Key Takeaways
- SOL recovered 3% over 24 hours following contact with $80 support
- Daily trading volumes jumped nearly 90%, hitting $3.7 billion
- Cryptocurrency ETFs recorded $414 million in withdrawals, marking the first negative week in over a month
- Critical resistance zone lies between $84–$85; losing $78 support may trigger a slide to $67
- Market observers identify $70–$80 as a potential long-term accumulation range
Solana is currently changing hands near $82 following a rebound from the $80 threshold. While the token posted a 3% increase over the last day, ending a four-session decline, market analysts remain hesitant to declare a full-scale turnaround.

Daily trading activity surged by approximately 90% during this timeframe, climbing to $3.7 billion. This figure represents roughly 8% of SOL’s entire circulating supply valuation.
The rebound at the $80 mark appears to be a technical response to a psychological price floor. While institutional purchase orders may have accumulated at this threshold, this movement alone doesn’t necessarily indicate a reversal in the prevailing trend.
To establish a genuine recovery pattern, SOL must push back above the $90 benchmark. Such a move would signal an escape from the current trading range.
The Relative Strength Index has declined beneath 40 and fallen below its 14-day moving average. This configuration suggests increasing downside pressure in the near term.
Critical Price Levels Under Market Scrutiny
The $84–$85 region represents the initial barrier SOL must overcome. This zone functioned as a floor before the recent breakdown, making its recapture a constructive development.

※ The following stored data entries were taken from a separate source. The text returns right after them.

PR #14847, opened 2022-12-05
ARROW-14999: [C++] Optional field name equality checks for map and list type

wjones127:
BREAKING CHANGE

Two changes for "internal fields" (fields within ListTypes and MapTypes):

 * ListType and MapType internal field names only matter in comparisons when `check_metadata` is `true`.
 * Nullability of MapType internal fields now matters in comparison.

### DIFF
--- a/cpp/src/arrow/compare.cc
+++ b/cpp/src/arrow/compare.cc
@@ -43,6 +43,7 @@
 #include "arrow/util/bitmap_ops.h"
 #include "arrow/util/bitmap_reader.h"
 #include "arrow/util/checked_cast.h"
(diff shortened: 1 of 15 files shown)


pitrou:
Seems like the Java test changes won't work as the latest stable PyArrow is used?

wjones127:
CI failures are unrelated.

paleolimbot (approved):
The R side looks good to me! Thanks!

pitrou (commented):
Thanks a lot @wjones127 ! This looks good on the princople, a couple minor comments.

pitrou (approved):
+1, nice work @wjones127 !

Should buyers maintain control above this threshold, technical observers anticipate potential advancement toward $88, followed by $92. Conversely, failure to sustain the $82 level could prompt another test of the $78 demand area.

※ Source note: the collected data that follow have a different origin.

PR #14352, opened 2022-10-08
ARROW-17642: [C++] Add ordered aggregation

rtpsw:
See https://issues.apache.org/jira/browse/ARROW-17642

PR #14867, opened 2022-12-07
GH-14866: [C++] Remove internal GroupBy implementation

### LINKED ISSUE #14866: [C++] Remove internal GroupBy implementation

Currently there are two ways to compute a group by.  The supported way is to use an aggregate node in an exec plan.  The second (internal) way is to use the internal function `arrow::internal::GroupBy`.  This internal function simulates, but does not actually use, an aggregate node.

The internal implementation has caused issues in the past where we did not notice an error in the aggregate node's invocation of aggregate kernels since we use the internal function for testing aggregates and it behaves slightly differently.  The internal implementation also requires maintenance and significantly complicated #14352 .

I would like to remove the internal implementation.  Unfortunately, the internal implementation is used by tests, benchmarks, and pyarrow.  However, we should be able to update those bindings to a friendly wrapper around exec plans.

### Component(s)

C++

### LINKED ISSUE #34238: [C++][Python] Segfault when calling groupby on table with misaligned chunks

- I have a table with ~100k records and 4 chunks of various sizes `[32768, 32768, 29599, 16692]`
- key1 has got high cardinality (30k)
- key2 has got low cardinality (10)

| key1       | key2    |     value |
|:-----------|:--------|----------:|
| KEY1_12226 | KEY1_08 | 0.348599  |
| KEY1_10214 | KEY1_08 | 0.954173  |
| KEY1_26821 | KEY1_09 | 0.416615  |
| KEY1_24557 | KEY1_06 | 0.883226  |
| KEY1_27823 | KEY1_08 | 0.0127225 |

I'm trying to do a groupby on key1, key2 to get the sum of value. It works fine in general. But when I preprocess the data I misalign the chunks in my table and it fails.

```
import numpy as np
import pyarrow as pa

KEYS_1 = [f"KEY1_{i:05d}" for i in range(30_000)]
KEYS_2 = [f"KEY1_{i:02d}" for i in range(10)]
SIDE = ["LEFT", "RIGHT"]


def generate_table(sizes):
    batches = [
        pa.record_batch(
            [
                np.random.choice(KEYS_1, size),
                np.random.choice(KEYS_2, size),
                np.random.rand(size),
            ],
            ["key1", "key2", "value"],
        )
        for size in sizes
    ]
    return pa.Table.from_batches(batches)


table = generate_table([32768, 32768, 29599, 16692])

# This works well:
pa.TableGroupBy(table, ["key1", "key2"]).aggregate(
    [
        ["value", "sum"],
    ]
)

# This misaligns the chunks
table = table.set_column(
    table.schema.get_field_index("value"),
    "value",
    table["value"].combine_chunks(),
)

print("HERE")
pa.TableGroupBy(table, ["key1", "key2"]).aggregate(
    [
        ["value", "sum"],
    ]
)  # segfault :-(
print("NEVER THERE")

```

It took me a while to go to the bottom of the problem. The size of the chunks and the cardinality of the keys seem to play an important factor in weather it fails or not.

The short term solution is for me to call combine_chunks before the groupby.

This is on pyarrow 11.0.0, python 3.9

### Component(s)

Python

westonpace:
* Closes: #14866
* Closes: #34238


python/pyarrow/_compute.pyx
```diff
@@ -2211,11 +2213,18 @@ def _group_by(args, keys, aggregations):
...
             GroupBy(c_args, c_keys, c_aggregations)
         )
 
-    return wrap_datum(result)
+    result_batches = []
+    for c_batch in c_agg_batches:
+        result_batch = []
+        for c_column in c_batch.values:
+            result_batch.append(wrap_datum(c_column))
+        result_batches.append(result_batch)
```
jorisvandenbossche, line 2225: Could this use the `ExecBatch::ToRecordBatch` to return a list of batches instead? (that seems simpler to work with, and also simplifies the code here)

cpp/src/arrow/compute/kernels/hash_aggregate_test.cc
```diff
@@ -185,7 +184,8 @@ Result<Datum> GroupByUsingExecPlan(const BatchesWithSchema& input,
 Result<Datum> GroupByUsingExecPlan(const std::vector<Datum>& arguments,
```
rtpsw, line 184: Perhaps this could just be called `GroupBy` now.

cpp/src/arrow/compute/exec/source_node.cc
```diff
@@ -308,9 +308,6 @@ struct SchemaSourceNode : public SourceNode {
     auto& schema = cast_options.schema;
     auto io_executor = cast_options.io_executor;
 
-    if (io_executor == NULLPTR) {
-      io_executor = plan->exec_context()->executor();
-    }
```
rtpsw, line 313: Is this removal intended?

westonpace: It's not terribly relevant.  I was initially wanting to use `exec_batch_source` here but ran into a problem because I was not transferring off the background generator.  Incidentally, I think it may be close to time to fix the background generator to remove this limitation, but I have enough on my plate for the moment.

This change was simply because, a few lines down (on line 316) we have a very similar if condition:

```
    if (io_executor == NULLPTR) {
      io_executor = io::internal::GetIOThreadPool();
    }
```

I don't think we need both of these statements and defaulting to the I/O thread pool seemed like the better default.  If that is not the correct default, or there is some subtlety I am missing, let me know and I can revert this.

python/pyarrow/_compute.pyx
westonpace: Yes, I was a bit torn on this one.  The simplest thing might be for `arrow::compute::GroupBy` to return `std::shared_ptr<RecordBatch>`.  However, I don't have column names, so I would be making those up.  Also, the inputs are datums, and so it seemed like a mismatch to receive datums (not arrays) and return a record batch (and not an exec batch).  So then I ended up with a list of lists of arrays which is unpleasant too.

I could return a list of record batches but then I would have to copy the `CreateSimpleSchema` method which invents names for these columns.  Since the caller of this function has those names, and this function is private, I figured it best to leave that work for the caller.

That being said, after sleeping on this a bit, maybe a better change would be to change `arrow::compute::GroupBy` to receive arrays (not datums) and then returning a record batch wouldn't be inconsistent.

cpp/src/arrow/compute/kernels/hash_aggregate_test.cc
westonpace: I'm a little hesitant to use `GroupBy` since that would mean the `GroupBy` function calls the `GroupBy` function which is a little confusing.  I changed it to `RunGroupBy`.

python/pyarrow/_compute.pyx
westonpace: Ok, I ended up promoting `arrow::compute::GroupBy` to a "proper" convenience function.  It now accepts arrays, returns a table, is a bit friendlier with field names, checks for invalid input, is added to the api.h file, and has unit tests.

rtpsw:
@jorisvandenbossche, it looks like this PR is pending your review. Could you take a look? I have [another PR](https://github.com/apache/arrow/pull/14352/), which is important to me, that is waiting for this one.

jorisvandenbossche:
> Ok, I ended up promoting `arrow::compute::GroupBy` to a "proper" convenience function. It now accepts arrays, returns a table, is a bit friendlier with field names, checks for invalid input, is added to the api.h file, and has unit tests.


Sorry for the slow reply. I don't fully understand how the above can work correctly (working on arrays, instead of on chunked arrays), because you now calculate the groupby batch by batch? But then those results should be "merged" somehow, and not just concatenated?

jorisvandenbossche:
To illustrate what I mean, using a small example (and using this branch):

```
In [7]: table = pa.table({'key': ['a', 'b', 'a', 'b', 'a', 'b'], 'col': range(6)})

In [8]: table = pa.Table.from_batches(table.to_batches(max_chunksize=3))

In [9]: table.to_pandas()
Out[9]: 
  key  col
0   a    0
1   b    1
2   a    2
3   b    3
4   a    4
5   b    5

In [10]: table.group_by('key').aggregate([('col', 'sum')]).to_pandas()
Out[10]: 
   col_sum key
0        2   a
1        1   b
2        8   b
3        4   a
```

I created a table consisting of multiple chunks, and then the result is incorrect as it is the concatentation of individual results of each chunk.

rtpsw:
@westonpace, though I didn't review the code carefully, it looks like this PR removes code that is refactored and used in [my ordered/segmented aggregation PR](https://github.com/apache/arrow/pull/14352/). GIven this, and the correctness problem @jorisvandenbossche is pointing out in this PR, might it make sense to wait with your removal until my PR is merged? or to include your removal in my PR?

westonpace:
@jorisvandenbossche it should be using an exec plan internally with an aggregate node.  The aggregate node knows how to maintain state from batch to batch.  However, I agree your example is pointing out a bug in my code.  I'll take a look.

@rtpsw I will try merging this with your branch (and then create a third PR) just to make sure it works.  I don't know if I can get to it before tomorrow morning.  Either way, if there is concern about this approach, we can merge yours and clean up with mine.

The basic idea is that we have kernel functions for arrays / single batches and exec plans for multiple batches (which should include chunked arrays).

I don't see any value in maintaining a third path for chunked arrays when they should just be a special case of multiple batches / exec plans.

jorisvandenbossche:
> it should be using an exec plan internally with an aggregate node.

But I assumed that it would be the purpose of the `GroupBy(..)` helper to do this? (its doc comment says "The result will be calculated using an exec plan with an aggregate node")

westonpace:
Yes.  I see the problem now.  The group by helper needs an overload that accepts chunked arrays, converts them to a table, and then uses that as input.

westonpace:
@rtpsw https://github.com/apache/arrow/commit/0f2b458ec45c851707bf8f6f93e0e703af359f26 is an example of layering this PR on top of your ordered groupby changes.  I couldn't get the aggregate node working because I don't think it works at the moment and didn't want to dive too deep into that problem just yet.  However, I don't see any reason your ordered aggregation won't work with this PR. Also, once things are working, we should be able to go further and:

 * remove chunked array from datum
 * remove all grouper.cc/grouper.h changes which use spans and instead only use batches

westonpace:
I'm going to rebase this and address the problem Joris raised.

westonpace:
@jorisvandenbossche Thanks for pointing out that problem.  I think I've addressed your concerns (and I've added your example as a test case).

westonpace:
@jorisvandenbossche friendly ping now that the holidays are over.

python/pyarrow/table.pxi
```diff
@@ -5383,11 +5383,9 @@ list[tuple(str, str, FunctionOptions)]
             for col_name, (aggr_name, _) in zip(columns, group_by_aggrs)
         ] + self.keys
 
-        result = _pc()._group_by(
+        agg_tables = []
```
jorisvandenbossche, line 5386: Left-over variable of the previous iteration?

jorisvandenbossche (approved):
Looks good! (only looked at the cython code again, and the expected behaviour)

Just some small clean-ups needed

westonpace:
I've rebased this and will merge if CI is still passing.

python/pyarrow/table.pxi
westonpace: I've removed this.

python/pyarrow/tests/test_table.py
```diff
@@ -2024,6 +2024,18 @@ def sorted_by_keys(d):
         "values_count": [1]
     }
 
+    table = pa.table({
+        'keys': ['a', 'b', 'a', 'b', 'a', 'b'],
+        'values': range(6)})
+    table_with_chunks = pa.Table.from_batches(
+        table.to_batches(max_chunksize=3))
+    r = table_with_chunks.group_by('keys').aggregate([('values', 'sum')])
+    print(r)
```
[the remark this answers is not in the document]
westonpace: Removed.

westonpace:
closes #34238

jorisvandenbossche:
@westonpace BTW, if you want that the issue gets automatically closed, you need to add the "closes #34238" to the top comment, and not only in a comment like the one above (our tooling still won't automatically assign and milestone the issue though, it's only github that will automatically close it then)

westonpace:
@jorisvandenbossche Oh!  Thanks for catching that.  I hadn't realized that (I think this is the first PR I've done that closed multiple issues).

A breakdown beneath $78 represents the primary downside threat. Market technicians note that such a development could push Solana toward $67, matching the February 6 bottom — representing approximately a 20% decline from present levels.

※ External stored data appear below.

PR #14868, opened 2022-12-07
MINOR: [Doc][Python] fix timestamps in dataframe output

fdzuJ:
Current console output differ from input


jorisvandenbossche (approved):
Thanks!

PR #14874, opened 2022-12-07
GH-14873: [Java] DictionaryEncoder can decode without building a DictionaryHashTable

### LINKED ISSUE #14873: [Java] DictionaryEncoder can decode without building a DictionaryHashTable

Today DictionaryEncoder always forces the building of a DictionaryHashTable in the constructor. It can be avoided in scenarios where only decoding is required.

### Component(s)

Java

gf2121:
Today DictionaryEncoder always forces the building of a DictionaryHashTable in the constructor. It can be avoided in scenarios where only decoding is required.

see: https://github.com/apache/arrow/issues/14873
* Closes: #14873


lidavidm (approved):
Thanks!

This scenario continues to play out for Solana $SOL, with $74.11 and $50.18 in focus. https://t.co/susmj05GT7 pic.twitter.com/R9W73NmKHs
— Ali Charts (@alicharts) March 30, 2026
Technical analyst Ali Charts highlighted on X that downside objectives of $74.11 and $50.18 remain relevant for SOL should the current bearish pattern persist.
Broader Market Headwinds Intensify Pressure
Digital asset ETFs experienced $414 million in net withdrawals during the previous week, breaking a four-week run of positive flows. CoinShares researcher James Butterfill attributed this shift to mounting investor anxiety surrounding the Iran situation and escalating inflation projections.

Crude oil valuations have rebounded above $100 following a temporary drop below $90. The Strait of Hormuz continues to face disruptions, maintaining upward pressure on energy markets.
Elevated energy prices amplify inflation concerns, potentially compelling the Federal Reserve to maintain elevated interest rates for an extended period. Such conditions typically create headwinds for speculative assets including cryptocurrencies.
The Crypto Fear and Greed Index retreated from 46 (Neutral) to 27 (Fear), mirroring the prevailing cautious sentiment across digital asset markets.
Solana Treasury companies continue to dump towards new lows.
No buying demand is coming for $SOL, and this is really bad.
It seems like $50 SOL will happen in 2026. pic.twitter.com/6XFcs8SxcL
— Ted (@TedPillows) March 29, 2026
Market commentator Ted Pillows noted on X that companies holding Solana treasury positions continue distributing their holdings, with minimal purchasing activity evident. He projected that SOL could reach $50 during 2026.
At the time of publication, SOL is valued at $82.30, still down approximately 10% for the week.